Odous me dit, voyons si elle entendra les paroles sacrées qui doivent être prononcées chaque
jour aux chouettes noires, pour leur indiquer qu'elles doivent chercher, et il articula trois mots :
Nozos, Taraim, Ostus ? La chouette parut y faire attention et les comprendre, car elle se mit à gratter près de nous, et trouva un
rubis enchâssé dans un anneau d'or. Je vais, dit
Odous, prononcer trois autres mots qui doivent lui indiquer qu'il faut qu'elle se repose près de son maître ; et il dit :
Seras, Coristan, Abattuzas : la chouette vint se placer à mes pied. Odous ajouta : toutes les chouettes que vous possédez connaissent ces mots ; mais on a été plus longtemps à les leur apprendre ; on les tient avec un ruban : en prononçant les premiers mots, on les fait marcher ; en prononçant les seconds, on les arrête, et comme ces
oiseaux sont doués d'un instinct particulier, ils font ce que l'on désire.

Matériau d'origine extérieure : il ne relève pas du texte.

PR #813, opened 2017-09-19
EFS example: SecurityGroupRule can't be referred to as a Ref

mlei:
Because the `SecurityGroupRule` isn't added into the template, `Ref` doesn't work here. The `SecurityGroup` constructor should refer to the `SecurityGroupRule` object directly.


markpeek:
Thanks!

PR #821, opened 2017-09-24
adding autoscaling example for http requests that closes #630

### LINKED ISSUE #630: Autoscaling example?
Has anyone written a example of autoscaling for ec2 instances based on http requests? The default out of the box from AWS revolves around CPU usage which isn't ideal for web servers.

patrickpierson:
@BardiaAfshin requested someone write an example that does autoscaling based on the number of requests an ELB gets. This is an example I wrote. Most of it was copied from the original autoscaling example but with scaling added that uses the Request Count metric from the ELB's cloudwatch metrics.


markpeek:
Excellent. Thanks!

PR #72, opened 2020-10-23
Add interface to decatonClient for customizing delay

4Jessie:
Hello, decaton team.
We are using decaton in our application and for one topic, we’d like to use the delayed event feature of decaton.  We are using decatonClient to publish events and there is no put method which can be used to custom  scheduledTime  and it’s hard to extend the DecatonClientImpl class. So I added the put method with delay duration (by duration or milliseconds) as parameter. 
Please take a look at it.

### DIFF
--- a/client/src/main/java/com/linecorp/decaton/client/DecatonClient.java
+++ b/client/src/main/java/com/linecorp/decaton/client/DecatonClient.java
@@ -16,11 +16,13 @@
 
 package com.linecorp.decaton.client;
 
-import java.time.Duration;
 import java.util.concurrent.CompletableFuture;
 import java.util.function.Consumer;
 
 import com.linecorp.decaton.common.Serializer;
+
+import lombok.Builder;
+import lombok.Value;
 
 /**
  * Decaton client interface to use for putting tasks on decaton queue.
@@ -51,20 +53,10 @@ public interface DecatonClient<T> extends AutoCloseable {
      * Put a task onto associated decaton queue with specifying arbitrary delay duration.`
      * @param key the criteria to shuffle and order tasks. null can be specified if it doesn't matters.
      * @param task an instance of task. Should never be null.
-     * @param delayDuration duration which is used to set delay of task metadata.
+     * @param overrideTaskMetadata taskMetaData which can be set by users and used for event publish.
      * @return a {@link CompletableFuture} which represents the result of task put.
      */
-    CompletableFuture<PutTaskResult> put(String key, T task, Duration delayDuration);
-
-    /**
-     * Put a task onto associated decaton queue with specifying arbitrary timestamp and arbitrary delay.
-     * @param key the criteria to shuffle and order tasks. null can be specified if it doesn't matters.
-     * @param task an instance of task. Should never be null.
-     * @param timestamp milliseconds precision timestamp which is to be used to set timestamp of task metadata.
-     * @param delayInMillis milliseconds which is used to set delay duration of task metadata.
-     * @return a {@link CompletableFuture} which represents the result of task put.
-     */
-    CompletableFuture<PutTaskResult> put(String key, T task, long timestamp, long delayInMillis);
+    CompletableFuture<PutTaskResult> put(String key, T task, TaskMetaData overrideTaskMetadata);
 
     /**
      * Put a task onto associated decaton queue.
@@ -131,5 +123,14 @@ public interface DecatonClient<T> extends AutoCloseable {
      */
     static <T> DecatonClientBuilder<T> producing(String topic, Serializer<T> serializer) {
         return new DecatonClientBuilder<>(topic, serializer);
+    }
+
+    @Builder
+    @Value
+    class TaskMetaData {
+        /** timestamp of task metadata */
+        Long timestamp;
+        /** scheduledTime for event processing, it should be (timestamp + delayDuration) in milliseconds */
+        Long scheduledTime;
     }
 }
--- a/client/src/main/java/com/linecorp/decaton/client/DecatonClient.java
+++ b/client/src/main/java/com/linecorp/decaton/client/DecatonClient.java
@@ -16,6 +16,7 @@
 
 package com.linecorp.decaton.client;
 
+import java.time.Duration;
 import java.util.concurrent.CompletableFuture;
 import java.util.function.Consumer;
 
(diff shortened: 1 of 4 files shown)


client/src/main/java/com/linecorp/decaton/client/DecatonClient.java
```diff
@@ -46,6 +47,25 @@
...
+
+    /**
+     * Put a task onto associated decaton queue with specifying arbitrary timestamp and arbitrary delay.
+     * @param key the criteria to shuffle and order tasks. null can be specified if it doesn't matters.
+     * @param task an instance of task. Should never be null.
+     * @param timestamp milliseconds precision timestamp which is to be used to set timestamp of task metadata.
+     * @param delayInMillis milliseconds which is used to set delay duration of task metadata.
+     * @return a {@link CompletableFuture} which represents the result of task put.
+     */
+    CompletableFuture<PutTaskResult> put(String key, T task, long timestamp, long delayInMillis);
```
kawamuray, line 67: Thanks for the PR! 
I know that there are several people who're building a task metadata manually and produce to enable scheduled execution (which we added just for retry but unexpectedly leveraged for other purpose) so I think this change will be helpful for many users 👍 

Just one concern is, if we keep adding more overloads of `put` methods along with the list of metadata properties to support that'll make the interface to have massive amount of overloads that combines many different sets of metadata properties to customize.
So at this point I think we should introduce a interface like:
```java
     @Value
     @Builder
     class TaskMetadata {
         Long timestamp;
         Long executeTime;
     }
     CompletableFuture<PutTaskResult> put(String key, T task, TaskMetadata overrideMetadata); 
```

and let users to use it in the way:
```java
decatonClient.put(..., TaskMetadata.builder().setScheduledTime(1234).build());
```

WDYT?

kawamuray (changes requested):

client/src/main/java/com/linecorp/decaton/client/DecatonClientImpl.java
```diff
@@ -77,6 +78,31 @@ public DecatonClientImpl(String topic,
         return producer.sendRequest(key, request);
     }
 
+    @Override
+    public CompletableFuture<PutTaskResult> put(String key, T task, Duration delayDuration) {
+        return put(key, task, timestampSupplier.get(), delayDuration.toMillis());
+    }
+
+    @Override
+    public CompletableFuture<PutTaskResult> put(String key, T task, long timestamp, long delayInMillis) {
```
mauhiz, line 87: Just a detail, I think `delay` should be a `Duration` here too

mauhiz (approved):

client/src/main/java/com/linecorp/decaton/client/DecatonClient.java
4Jessie: Yes, that's better.  I was planning to do that when adding the new methods,  but since there are already some put methods defined with the timeStamp, finally I decided to add methods only with scheduledTime.  In view of the possible usage and possible modification on taskMetaData in the future, your recommanded way is much better (although that kind of definition is also able to be used to provide same function as the existing methods with timestamp as parameter).

client/src/main/java/com/linecorp/decaton/client/DecatonClient.java
```diff
@@ -46,6 +49,15 @@
      */
     CompletableFuture<PutTaskResult> put(String key, T task, long timestamp);
 
+    /**
+     * Put a task onto associated decaton queue with specifying arbitrary delay duration.`
```
kawamuray, line 53: "specifying arbitrary delay duration." => "specifying some fields of task metadata."

client/src/main/java/com/linecorp/decaton/client/DecatonClient.java
```diff
@@ -112,4 +124,13 @@
     static <T> DecatonClientBuilder<T> producing(String topic, Serializer<T> serializer) {
         return new DecatonClientBuilder<>(topic, serializer);
     }
+
+    @Builder
+    @Value
+    class TaskMetaData {
```
kawamuray, line 130: I think we name it `Metadata` rather than `MetaData` conventionally.  So `TaskMetadata` would be better.

client/src/main/java/com/linecorp/decaton/client/DecatonClient.java
```diff
@@ -112,4 +124,13 @@
...
+        /** timestamp of task metadata */
```
kawamuray, line 131: let's make it a valid javadoc :)

```java
/**
 * Timestamp of task metadata.
 */
```

client/src/main/java/com/linecorp/decaton/client/DecatonClientImpl.java
```diff
@@ -77,6 +77,19 @@ public DecatonClientImpl(String topic,
...
+    public CompletableFuture<PutTaskResult> put(String key, T task, TaskMetaData overrideTaskMetaData) {
+        byte[] serializedTask = serializer.serialize(task);
+
+        DecatonTaskRequest request =
+                DecatonTaskRequest.newBuilder()
+                                  .setMetadata(convertToTaskMetadataProto(overrideTaskMetaData))
+                                  .setSerializedTask(ByteString.copyFrom(serializedTask))
+                                  .build();
+
+        return producer.sendRequest(key, request);
```
kawamuray, line 90: let's add a private method like below and use it also from here https://github.com/line/decaton/pull/72/files#diff-b62f1c35402d8557a005fbb36c449954296e0efcb21d473196e04029d4c6fc33R65 to avoid duplicating common parts.

```java
private CompletableFuture<PutTaskResult> put(String key, T task, TaskMetadataProto metadataProto)
```

client/src/main/java/com/linecorp/decaton/client/DecatonClientImpl.java
```diff
@@ -91,4 +104,29 @@ public DecatonClientImpl(String topic,
     public void close() throws Exception {
         producer.close();
     }
+
+    private TaskMetadataProto convertToTaskMetadataProto(TaskMetaData overrideTaskMetadata) {
+        final TaskMetadataProto.Builder
+                taskMetadataProtoBuilder = TaskMetadataProto.newBuilder()
+                                                            .setSourceApplicationId(applicationId)
+                                                            .setSourceInstanceId(instanceId);
+        if (timestampSupplier != null) {
```
kawamuray, line 113: `timestampSupplier` is configurable only through package-private constructor and in public constructor, it is supplied by default, so you don't have to expect it to be null.

client/src/main/java/com/linecorp/decaton/client/DecatonClientImpl.java
```diff
@@ -91,4 +104,29 @@ public DecatonClientImpl(String topic,
...
+            taskMetadataProtoBuilder.setTimestampMillis(timestampSupplier.get());
+        } else {
+            taskMetadataProtoBuilder.setTimestampMillis(System.currentTimeMillis());
+        }
+        if (overrideTaskMetadata == null) {
```
kawamuray, line 118: I think this is never be a case, so we don't need to check null for it either.

client/src/main/java/com/linecorp/decaton/client/DecatonClientImpl.java
```diff
@@ -91,4 +104,29 @@ public DecatonClientImpl(String topic,
...
+            return taskMetadataProtoBuilder.build();
+        }
+        final Long timestamp = overrideTaskMetadata.getTimestamp();
+        final Long scheduledTime = overrideTaskMetadata.getScheduledTime();
+        if (timestamp != null && timestamp > 0) {
```
kawamuray, line 123: If we juedge negative timestamp to be invalid here, I think we should throw `IllegalArgumentException` for it rather than silently dropping the value.
But I think we can leave the value of it as the responsibility of users, so we may just check if it's null or not here.

client/src/main/java/com/linecorp/decaton/client/DecatonClientImpl.java
```diff
@@ -91,4 +104,29 @@ public DecatonClientImpl(String topic,
...
+            taskMetadataProtoBuilder.setTimestampMillis(timestamp);
+        }
+        if (scheduledTime != null && scheduledTime > 0) {
```
kawamuray, line 126: Same comment applies here.

kawamuray (changes requested):
Just few minor suggestions.

kawamuray (approved):
LGTM 👍 Thanks for your contribution!

kawamuray:
Build failure by doc version tag. I'll take care of it after merging.

kawamuray:
This change has been released as part of [0.0.44](https://github.com/line/decaton/releases/tag/v0.0.44)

Quelque libraire famélique, qui n'a d'autre mérite
que de s'emparer de ce que font les autres, se hâtera peut-être de
faire une édition subreptice de cet ouvrage ; c'est le seul que du haut
des régions élevées où je me trouverai placé
lorsque mon livre paraîtra, je punirai avec un talisman que je me suis réservé et un anneau plus curieux encore ; j'ornerai son chef de deux oreilles plus longues d'un demi-pied que celles dont le bon roi
Midas fut pourvu autrefois. C'est un avis que je donne en passant à certain Editeur de la capitale dont le nom commence par un C... On voit que je ne pousserai pas la vengeance très loin.

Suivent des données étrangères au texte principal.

PR #74, opened 2020-11-20
Make record header accessible from DecatonProcessor fixes #73

### LINKED ISSUE #73: Add kafka headers support
Hi, decaton team.
I suggest the basic function of Kafka.
Decaton does not support consumer header information. If decaton provides header information, it will be useful to all users.
For example, I need 3 Kafka headers(`kafka_replyTopic`, `kafka_replyPartition`, `kafka_correlationId`) to use the request-reply pattern:))

ocadaruma:
## Motivation
- Currently there's no way to refer Kafka's RecordHeader from DecatonProcessor
- Sometimes it's necessary to access metadata in the headers and propagate it from DecatonProcessor
  * e.g. Spring-Kafka's request/reply semantics uses KafkaHeader to control message routing

## Changes
- This PR makes DecatonProcessor to access Headers through `ProcessingContext`

### DIFF
--- a/processor/src/main/java/com/linecorp/decaton/processor/runtime/ProcessingContextImpl.java
+++ b/processor/src/main/java/com/linecorp/decaton/processor/runtime/ProcessingContextImpl.java
@@ -39,7 +39,6 @@ public class ProcessingContextImpl<T> implements ProcessingContext<T> {
     private final String subscriptionId;
     private final TaskRequest request;
     private final DecatonTask<T> task;
-    private final Headers headers;
     private final DeferredCompletion completion;
     private final List<DecatonProcessor<T>> downstreams;
     private final DecatonProcessor<byte[]> retryQueueingProcessor;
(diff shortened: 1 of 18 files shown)


processor/src/main/java/com/linecorp/decaton/processor/runtime/ProcessingContextImpl.java
```diff
@@ -73,6 +77,11 @@ public String key() {
         return request.key();
     }
 
+    @Override
+    public Headers headers() {
+        return headers;
```
kawamuray, line 82: Any points to add a `field`? Like other getters just returning `request.headers()`  works?

kawamuray (changes requested):
Just one minor point.

processor/src/main/java/com/linecorp/decaton/processor/runtime/ProcessingContextImpl.java
ocadaruma: Oh nice catch, completely right.

kawamuray (approved):
LGTM, nice 👍

PR #77, opened 2020-12-15
Add document explaining new versioning policy that is based on semantic versioning

kawamuray:


VERSIONING.md
```diff
@@ -0,0 +1,58 @@
...
+You can see the list of changes that has been made by particular version at [Releases page](https://github.com/line/decaton/releases).
+
+
+Guide for developers
+====================
+
+It is a developer's (and reviewer's) responsibility to properly bump the required part of the version number along with the patch for the intended changes.
+Upon submitting a PR, one should include the diff for changing the version according to the content of the patch.
+For example, if the current version is `1.2.0`, if the PR contains a newly added public API that doesn't break backward compatibility, the PR should bump the version to `1.3.0`.
+If there is a conflict with changing the version upon merging PR, the greater version should always be adopted. For example, if the previously merged PR bumped the version to `1.3.0` but the PR now being merged has set to `1.2.1`, then the author of the PR being merged should be rebased onto the latest master to ensure the version is fixed at `1.3.0`.
```
ocadaruma, line 58: So the version of the PR now being merged should be `1.3.1` right?

kawamuray: No. 

* The PR that has already merged and bumped the version to `1.3.0` contained new feature
* The PR now being merged contains only a compatible fix

A minor version bump covers and changes that requires patch version to get bumped, and major version works the same for minor and patch. So when the version has already bumped to `1.3.0` which has larger minor version than the last release, any patch level changes does not need to touch patch version.

ocadaruma: Understood, thanks for your explanation.

kawamuray:
@ocadaruma I updated the doc and build configuration based on our discussion.

In new flow, we will stop bumping upcoming release version and document versions. 
Instead, each PRs are marked with labels and the release handler will take care of bumping version properly.

ocadaruma (approved):
Thanks, LGTM.
Let's try new semver-based workflow.

PR #81, opened 2021-01-14
Use auto.offset.reset=earliest for benchmark

kawamuray:
by #60 , an invocation of `KafkaConsumer#position` has been deleted from `ConsumerRebalanceListener#onPartitionsAssigned`. This seems to have caused a tiny behavior change, in particular, the initial offset reset now happens in later timing than before, which was occurring at calling `position()` in previous implementation.
This led our benchmark to break by timing out awaiting all produced records to have completed, because in the current implementation, the offset hasn't yet reset to 0 when the benchmark program starts producing tasks, causing a consumer in `ProcessorSubscription` to reset the offset to some value larger than 0 because there's already some records present in the topic, and the offset reset policy is `latest` (default).

Thanks a lot for @ocadaruma for investigating this!


ocadaruma (approved):
Thanks for quick fix. LGTM !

Et vous pour qui j'ai écrit cet ouvrage, vous qui cherchez à vous éclairer, à pénétrer, à connaître les mystères et les secrets de la nature, travaillez avec constance, persévérez, purifiez-vous pour obtenir le succès, objet de vos voeux et de vos désirs. Songez que la moindre tache dont votre
coeur et votre
âme seraient souillés, serait un obstacle invincible pour réussir ; vous verriez le port sans pouvoir y entrer, et feriez naufrage au moment où vous vous croirez sauvés.
Veillez, priez, espérez.
Adieu mes chers et bien aimés Lecteurs, puissiez-vous jouir de toute la félicité qui est devenue mon partage. Amen.